My mind was going a mile a minute but I couldn’t figure out what she was talking about. Of course, she was drinking… “Let’s start over. ” I said. “He’s talking on the phone?”

“No, he talks a her inna phone.”

“Do what?”

“You’re a computer guy, you know what I mean. Ohhhh. Wait.  I get it. You’re helping him!  Bassard”

“Helping him? Helping him what?”

“Helping him with at bitch. That floozie!”

“I have no idea what you’re talking about. What the hell ARE you talking about?”

“The woman inna phone. Inna computer. He talks a her alla time!”

“In front of you?”

“In fronnuv me, in fronnuv everybody. Ever since he got tha goddamn new phone. He talks a her.”

I thought about this a bit.  “So, uh, when did he meet this woman on the phone? How did he meet her?”

“He din meet her. He bought her. Inna phone!”

“What the f… Look, I don’t think I get this. What do you mean he bought her in the phone.  Uhmm. How much have you had to drink?”

“Nunna yer business how much I hadda drink. I’m axing yoota help me with my husbin. I want him a talk to me, not that bitchy knowidall.”

“Bitchy know it all? Hey, what kind of phone are we talking about?”

“A  Apple phone. A myphone.”

“You mean an Apple iPhone?”

“Whatever.”

“Is this woman named Siri?”

“Hah! You DO know her!”

“Nobody knows her. She’s a robot. I mean, she’s a stupid app that talks. It’s a computer program with a woman’s voice. It’s not a woman.”  Of course, being male I laughed and giggling told her she was jealous of the next best thing to a light switch.

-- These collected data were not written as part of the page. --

PR #107, opened 2021-07-08
[setups/osflow] update OrangeCrab constraints file

### LINKED ISSUE #106: Constraints file for OrangeCrab r0.2
Coming from #98.

The naming of the GPIO ports in the OrangeCrab constraints file does currently not match the naming in the silkscreen. That is confusing. For instance, `*_GPIO_4` is used in the MinimalBoot example, which corresponds to pin labeled 9 on the board. This issue is for keeping track of the updates that might be required after gregdavill/OrangeCrab-examples#20 is resolved.

> https://github.com/stnolting/neorv32/pull/98#issuecomment-875487952
>
> with respect to the constraints file, I would suggest adding a note to the readme or similar about this. The main issue is that, for example, the silkscreen pin numbers do not have a pin 4 anywhere; the only numbered GPIO pins on the silkscreen are 0, 1, 5, 6, 9, 10, 11, 12, 13; the rest have names like SCL, SDA or are muxed into an external ADC. I personally would suggest deleting the lines that were commented out in my previous comment, and just using the ones that were not commented as these match the silkscreen. But I am nonetheless happy whichever way makes the most sense to everyone.

> https://github.com/stnolting/neorv32/pull/98#issuecomment-874403728
>
> Note: The constraints file for the OrangeCrab doesn't match the silkscreen for some pins (pin 9 is one of them). The correct constraints are in this pinout picture: https://gregdavill.github.io/OrangeCrab/r0.2/docs/pinout/
>
> I filed a bug for that here: gregdavill/OrangeCrab-examples#20

> https://github.com/stnolting/neorv32/pull/98#issuecomment-875669193
>
> It is particularly confusing to have GPIO as an array of 13 bits, if ~8 of them have other purposes. My proposal is:
> 
> 1. Have it clarified/fixed in [PCF files do not match the actual pinout for GPIOs gregdavill/OrangeCrab-examples#20](https://github.com/gregdavill/OrangeCrab-examples/issues/20).
> 2. Update https://github.com/gregdavill/OrangeCrab-examples/blob/main/verilog/orangecrab_r0.2.pcf and https://github.com/hdl/constraints/blob/main/board/OrangeCrab/constraints.lpf.
> 3. Update here.
> 
> In fact, my expectation is to submodule hdl/constraints at some point. That's why I'm picking the constraints files from there, and maintaining the naming scheme. Overall, maintaining constraint files and board metadata should be out of scope of this repository. We do need those resources, but the effort devoted to it in the context of NEORV32 should be minimal.

/cc @jeremyherbert

umarcor:
Close #106.

The constraints file was updated in gregdavill/OrangeCrab-examples#20 (https://github.com/gregdavill/OrangeCrab-examples/commit/6dceec16f116aab02ed8c6b43dc990d2b4404f63) and [hdl/constraints](https://github.com/hdl/constraints) (https://github.com/hdl/constraints/commit/2bf87ec96cac79ee20d375487d71cc654aa8c269). This PR updates the constraints file in this repo and the BoardTop of the MinimalBoot example accordingly.

The example does not change, the same pin is used. However, now the name of the top-level port does match the silkscreen.

FTR, the solution is almost the same as suggested by @jeremyherbert, with the addition of A0-A3.


stnolting:
That was fast! :+1:

PR #109, opened 2021-07-08
riscv-arch-test script cleanup

umarcor:
This is some cleanup of the `riscv-arch-test/run_riscv_arch_test.sh` script. It should be functionally equivalent, but easier to read/maintain.

Moreover, it seems that subdir `riscv-arch-test` is used just for simulation with GHDL. @stnolting, what do you think about moving it into `sim/riscv-arch-test`? That would keep the root of the project cleaner, while making it explicit that the riscv-arch-test are used for testing/verification. In the future, we might enhance `run_riscv_arch_test.sh` for using some VUnit features, or have it removed and handle these tests in the existing `sim/run.py` script.

### DIFF
--- a/.gitignore
+++ b/.gitignore
@@ -30,3 +30,4 @@ sw/image_gen/image_gen.exe
 
 # example bitstreams
 /setups/examples/*.bit
+/setups/examples/*.svf
--- a/riscv-arch-test/run_riscv_arch_test.sh
+++ b/riscv-arch-test/run_riscv_arch_test.sh
@@ -1,82 +1,64 @@
-#!/bin/bash
+#!/usr/bin/env bash
 
 # Abort if any command returns != 0
 set -e
 
-# Project home folder
-homedir="$( cd "$(dirname "$0")" >/dev/null 2>&1 ; pwd -P )"
-homedir=$homedir/..
+cd $(dirname "$0")
 
-# Check GCC toolchain installation
-echo "--------------------------------------------------------------------------"
-echo "> Checking RISC-V GCC toolchain..."
-echo "--------------------------------------------------------------------------"
+rm -rf work/neorv32
+mkdir -p work/neorv32
+
+cd ..
+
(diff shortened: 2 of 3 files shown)


stnolting:
> This is some cleanup of the riscv-arch-test/run_riscv_arch_test.sh script. It should be functionally equivalent, but easier to read/maintain.

Look good! :+1:
According to https://github.com/umarcor/neorv32/actions/workflows/riscv-arch-test.yml the modified script works correctly, right?

> Moreover, it seems that subdir riscv-arch-test is used just for simulation with GHDL. @stnolting, what do you think about moving it into sim/riscv-arch-test? That would keep the root of the project cleaner, while making it explicit that the riscv-arch-test are used for testing/verification.

I always wanted to put `riscv-arch-test` into the `sw` folder - because it is software :smile: My plan was to support on-board execution of the tests, too, but I have not further worked on that...

However, I really like the idea of using VUnit to accelerate simulation of the tests (#35). So, yeah, I'm fine with moving the tests to the simulation folder. :+1:

umarcor:
> I always wanted to put `riscv-arch-test` into the `sw` folder - because it is software 😄 My plan was to support on-board execution of the tests, too, but I have not further worked on that...
> 
> However, I really like the idea of using VUnit to accelerate simulation of the tests (#35). So, yeah, I'm fine with moving the tests to the simulation folder. 👍

That makes sense... How about merging this as-is for now? Then we might move the software to subdir `sw` and the test script itself to subdir `sim`, which would be the most coherent with other test setups.

umarcor:
> According to https://github.com/umarcor/neorv32/actions/workflows/riscv-arch-test.yml the modified script works correctly, right?

Yeah. I run it for testing that the colours were properly shown: https://github.com/umarcor/neorv32/runs/3024526753?check_suite_focus=true#step:5:95. That's the reason for using `printf` instead of `echo`.

PR #114, opened 2021-07-10
use RISCV_PREFIX instead of RISCV_TOOLCHAIN

umarcor:
The riscv-arch-test uses variable `RISCV_PREFIX`, but the makefiles in `sw` use `RISCV_TOOLCHAIN` for the same purpose This PR makes them consistent by using `RISCV_PREFIX` only.


stnolting (approved):

stnolting:
I never thought about this, but now it is much more consistent!
Great work! :+1:

PR #116, opened 2021-07-10
[ci] add workflow 'Containers'

umarcor:
Instead of installing the dependencies in each CI workflow and job, in this PR a 'Containers' workflow is added for building custom images to be used in this repo. Precisely, images `ghcr.io/stnolting/neorv32/sim` and `ghcr.io/stnolting/neorv32/impl` are built and pushed. Then, in other workflows, those images are used.

Workflow 'Containers' is not triggered by pushes or PRs. It is executed weekly, and it can be triggered manually.

Note that we are currently using container images already. Therefore, the only advantage of this PR for now is avoiding the installation of the RISCV toolchain. However, it sets the foundation for future enhancements, such as the ones in #110.

### DIFF
--- a/.github/impl.dockerfile
+++ b/.github/impl.dockerfile
@@ -1,0 +1,3 @@
+FROM gcr.io/hdl-containers/debian/buster/impl
+
+ENV GHDL_PLUGIN_MODULE=ghdl
--- a/.github/sim.dockerfile
+++ b/.github/sim.dockerfile
@@ -1,0 +1,16 @@
+FROM gcr.io/hdl-containers/debian/buster/sim/osvb
+
+RUN apt-get update -qq \
+ && DEBIAN_FRONTEND=noninteractive apt-get -y install --no-install-recommends \
+  g++ \
+  git \
+  make \
+  time \
+ && apt-get autoclean && apt-get clean && apt-get -y autoremove \
+ && rm -rf /var/lib/apt/lists/* \
+ && mkdir -p /opt/riscv \
+ && curl -fsSL https://github.com/stnolting/riscv-gcc-prebuilt/releases/download/rv32i-2.0.0/riscv32-unknown-elf.gcc-10.2.0.rv32i.ilp32.newlib.tar.gz | \
+ tar -xzf - -C /opt/riscv \
+ && ls -al /opt/riscv
+
+ENV PATH $PATH:/opt/riscv/bin
--- a/.github/workflows/Containers.yml
+++ b/.github/workflows/Containers.yml
@@ -1,0 +1,40 @@
+name: Containers
+
+on:
+  push:
+    paths:
+    - '.github/*.dockerfile'
+  schedule:
+    - cron: '0 0 * * 5'
+  workflow_dispatch:
+
+jobs:
+
+  Container:
+    runs-on: ubuntu-latest
+    strategy:
+      fail-fast: false
+      matrix:
+        image:
+        - impl
+        - sim
+    name: '🛳️ ${{ matrix.image }}'
+
+    steps:
+
+    - name: '🧰 Repository Checkout'
+      uses: actions/checkout@v2
+
+    - name: '⛴️ Build neorv32/${{ matrix.image }}'
+      run: docker build -t ghcr.io/stnolting/neorv32/${{ matrix.image }} - < .github/${{ matrix.image }}.dockerfile
+
+    - name: '🔑 Login to ghcr.io'
+      if: github.event_name != 'pull_request'
+      uses: docker/login-action@v1
+      with:
+        registry: ghcr.io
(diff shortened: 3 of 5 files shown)


umarcor:
Note that CI fails because images were not pushed to `ghcr.io/stnolting/neorv32` (since I don't have permissions to do that, and a PR would never be allowed to do it). However, I tested it in my fork using `ghcr.io/umarcor/neorv32`:

- https://github.com/umarcor/neorv32/commit/49502742b1bdec7cfa1d131ffe2a33b1ac139065
- https://github.com/umarcor/neorv32/actions/runs/1018868127
- https://github.com/umarcor/neorv32/actions/runs/1018868143
- https://github.com/umarcor/neorv32/actions/runs/1018868196

rtl/templates/processor/neorv32_ProcessorTop_stdlogic.vhd
```diff
@@ -431,7 +431,7 @@ begin
   slink_conv:
   for i in 0 to 7 generate
     slink_tx_dat_o(i)     <= std_logic_vector(slink_tx_dat_o_int(i));
-    slink_rx_dat_i_int(i) <= std_ulogic_vector(slink_rx_dat_i(i));
+    slink_rx_dat_i_int(i) <= std_logic_vector(slink_rx_dat_i(i));
```
stnolting, line 434: Thanks for fixing the type bug. But shouldn't this be a conversion to `std_ulogic_vector` since `slink_rx_dat_i_int(i)` is (now) of type `sdata_8x32_t` (? array of `std_ulogic_vector`)?

umarcor: Honestly, I did not look into it thoroughly. It was surprising for me that this bug showed up when working on the tools, so I just did the minimal changes for working around it. Before fixing it, I think we should understand why it is not failing in the current CI, but it failed when I tried to use this PR.

stnolting:
I like this concept! However, I actually don't line the thing with installing the GCC toolchain. There should be a better approach like using the "official" nightly releases from https://github.com/riscv/riscv-gnu-toolchain/releases. I know we have discussed this already and I know there are some multilib issues... Anyway, I just wanted to say again, that I don't like this "curl Stephan's GCC" concept :smile:

However, the container workflow is a good idea and it might be very useful for future modules (even though I am still overwhelmed by this and I honestly cannot say that I understand all of it :smile:). :+1:

> Honestly, I did not look into it thoroughly. It was surprising for me that this bug showed up when working on the tools, so I just did the minimal changes for working around it. Before fixing it, I think we should understand why it is not failing in the current CI, but it failed when I tried to use this PR.

Let's clear that before merging.

umarcor:
> I like this concept! However, I actually don't line the thing with installing the GCC toolchain. There should be a better approach like using the "official" nightly releases from https://github.com/riscv/riscv-gnu-toolchain/releases. I know we have discussed this already and I know there are some multilib issues... Anyway, I just wanted to say again, that I don't like this "curl Stephan's GCC" concept 😄

I agree, however, it is unrelated to this PR. Here, I moved the same code that is used currently into a container. I did not change the functionality/procedures at all. This is precisely meant to make modifications easier. After this PR is merged, changing it in the dockerfile will suffice for all the (non-windows) workflows to use it.

> However, the container workflow is a good idea and it might be very useful for future modules (even though I am still overwhelmed by this and I honestly cannot say that I understand all of it 😄). 👍

The main idea is: instead of installing the dependencies each time, use containers for that. We create container images once a week only (so, we download and install the dependencies once a week). All other workflow runs will just retrieve the container image and execute the tasks inside. If you review the modifications to the workflows, I just removed all the setup/installation steps, and then used `uses: docker://` for running the remaining steps inside an specific container.

> Let's clear that before merging.

See #126.

umarcor:
I rebased this PR, and I reorganised the content. There are now three commits:

- Add workflow and dockerfiles.
- Use container in workflow Implementation.
- Use container in workflow Processor.

I did *not* use the container in workflow riscv-arch-test due to the serious performance issues discussed in #119.

@stnolting, I think this is ready to merge. It will allow to rebase the pydoit branch. Meanwhile, we can investigate what's happening with the performance of those tests.

rtl/templates/processor/neorv32_ProcessorTop_stdlogic.vhd
umarcor: This was resolved in #126.

stnolting:
> @stnolting, I think this is ready to merge. It will allow to rebase the pydoit branch. Meanwhile, we can investigate what's happening with the performance of those tests.

Sorry, somehow this got lost in my feed... 😅 

However, thanks for the contribution! ❤️

PR #117, opened 2021-07-11
mv riscv-arch-test sw/sig-arch-test

umarcor:
As discussed in #109, in this PR submodule `riscv-arch-test` is moved to `sw/sig-arch-test`, and the `run_riscv_arch_test.sh` script is moved to subdir `sim`.

READMEs and gitignore files are updated accordingly.


stnolting:
Looks good!
But why "SIG-arch-test"? I don't get it :smile:

umarcor:
> But why "SIG-arch-test"? I don't get it 😄

Just for avoiding users/developers being mislead because of having the same name repeated `sw/riscv-arch-test/riscv-arch/test`. Previously, it was `riscv-arch-test/work/riscv-arch-test` so the `work` in the middle made it explicit not to be a mistake. Now `work` is created in `sim/work`.

SIG comes from the title of https://github.com/riscv/riscv-arch-test/blob/master/README.md, which is also the name of the mailing list: https://lists.riscv.org/g/sig-arch-test. Honestly, I did not find what does SIG stand for...

stnolting:
> Just for avoiding users/developers being mislead because of having the same name repeated sw/riscv-arch-test/riscv-arch-test. Previously, it was riscv-arch-test/work/riscv-arch-test so the work in the middle made it explicit not to be a mistake. Now work is created in sim/work.

Right. We could also keep `riscv-arch-test`, have no additional `riscv-arch-test` folder and directly clone that repository in that, right?

> SIG comes from the title of https://github.com/riscv/riscv-arch-test/blob/master/README.md, which is also the name of the mailing list: https://lists.riscv.org/g/sig-arch-test. Honestly, I did not find what does SIG stand for...

Now I get it 😆 
I think SIG = special interest group

umarcor:
> Right. We could also keep `riscv-arch-test`, have no additional `riscv-arch-test` folder and directly clone that repository in that, right?

Not really... I thought about it, but there is `port-neorv32`, apart from the submoduled directory. Moreover, in branch `sw-parallel` of my fork (which is a follow-up of this PR), there is also `common.mk` (although we might move that to `port-neorv32`. Anyway, the point is that we need two directories, at least, the submodule and the port. I'm good with having both of them in `sw`, but I was not sure about doing it.

> Now I get it 😆
> I think SIG = special interest group

Thanks! That makes sense :heart:

stnolting:
> Anyway, the point is that we need two directories, at least, the submodule and the port. I'm good with having both of them in sw, but I was not sure about doing it.

Convinced! 👍 

> Maybe sw/riscv-arch-test and sw/riscv-arch-test-neorv32?

Let's keep it in one directory. I would put everything in `sw/riscv-compatibility/` but the term "compatibility" is not really welcomed by RISC-V 😅 So how about just `sw/arch-test/`, `sw/isa-test` or `sw/riscv-test/`? This way there is some "connection" to `sw/processor_check` (which should be `processor_test` when I think about it again).

umarcor:
> Let's keep it in one directory. I would put everything in `sw/riscv-compatibility/` but the term "compatibility" is not really welcomed by RISC-V 😅 So how about just `sw/arch-test/`, `sw/isa-test` or `sw/riscv-test/`? This way there is some "connection" to `sw/processor_check` (which should be `processor_test` when I think about it again).

I now moved it to `sw/isa-test` . I like it. Short (easy to type) and descriptive 😄 

With regard to `processor_check`, actually I believe it should be moved out of `sw/example` (and maybe `demo_freeRTOS` too). However, let's go one step at a time :wink:. If you are good with this, let's have it merged and I will rebase #118 (which is where we are rewroking the examples).

umarcor:
CI running: https://github.com/umarcor/neorv32/actions/runs/1023051910

stnolting:
Let me just update the documentation here (I will also fill the spare parts of `sw/README.md` - otherwise I will for sure forget about these).

stnolting:
> Let me just update the documentation here (I will also fill the spare parts of sw/README.md - otherwise I will for sure forget about these).

Ok, I'll have to do that later 🙈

“You goddam men!” she screeched. The phone went dead.

If someone had related this story to me, I’d be pretty sure they were making it up. However, then again, I also have some pretty weird tales from my life that deal with the effects of alcohol –on not just my friends, but me as well. For instance, I laid on a beach for nearly four hours one night waiting for two stars to merge into the single star I knew them to be, an indicator that I’d sobered up enough to go home. Then it was pointed out that I actually WAS  looking at two stars. I have also virtually given up trying to find lost items, like car keys and my wallet, only to find them neatly wrapped and in the freezer where I’d apparently put them so they wouldn’t spoil.  And then there was the time I had driven halfway from San Francisco to Sacramento in order to meet a girl who’s address I realized didn’t have, and came back home dejectedly. I found out later that she hadn’t said Sacramento, but Santa Monica was where she came from, which is a rather long way from Sacremento, never mind the opposite direction.

Speaking with my friend a few days later, he told me that yeah, she’d gone on and on about his iPhone and how he talked to Siri so much. He admitted that the novelty had him asking it all sorts of questions, testing out its abilities. Apparently though, his wife alarmed her mother by calling to ask for a loan to hire a divorce attorney over his infatuation with the mechanical house-wrecker. She pleads, he explains, no knowledge of these events and feels a bit abashed. On that I can’t fault her, after all I was married in a fugue of chemo-brain and have no recollection of the ceremony. However, there are photographs and my badly scrawled signature to stand in testament to the occurrence, so who am I to comment on her lapse?  The call ended after I suggested that he show her that her smartphone, a Google Galaxy Nexus, has Google Voice buit in, and it will converse too, albeit in limited fashion, in a male voice. He rang off to go show her.